─── RECORDS SHOWN ───
PR #1101, opened 2018-08-09
Correct poll_timeout, remove dbus type from service file

tasleson:
While verifying a service file correction, I discovered that the `poll_timeout`
was incorrect and we were using `-1` when we had no dbus services.  
Thus the dbus interface was not being brought up until we got a signal 
or some other event made us take a pass through the event loop.

We have conflicting requirements in our service file.  We cannot
be both a dbus service and want to run before file systems get
mounted as dbus is not available until after file systems have been
mounted.  Thus we cannot advertise as providing a dbus service in
the service file and still start up before file systems  get
mounted in fstab.

Notes:
* Tested in VM, stratis backed FS came up with FS UUID in fstab
* For my VM it takes about 3 seconds from the time we start stratisd until we can bring up the dbus interface


mulkieran:
Let's fast-track at least the code part of the fix, since it is preventing testing the stratis-cli. I do not know what made the PR that introduced the bug pass the cli tests.

mulkieran:
restarted a failed job.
───
● **AIM OF THE EXERCISE**
Which of the lines above include the string "fstab"? Pick them out and copy them.

● **RESPONSE TO THIS EXERCISE**
mounted in fstab.
* Tested in VM, stratis backed FS came up with FS UUID in fstab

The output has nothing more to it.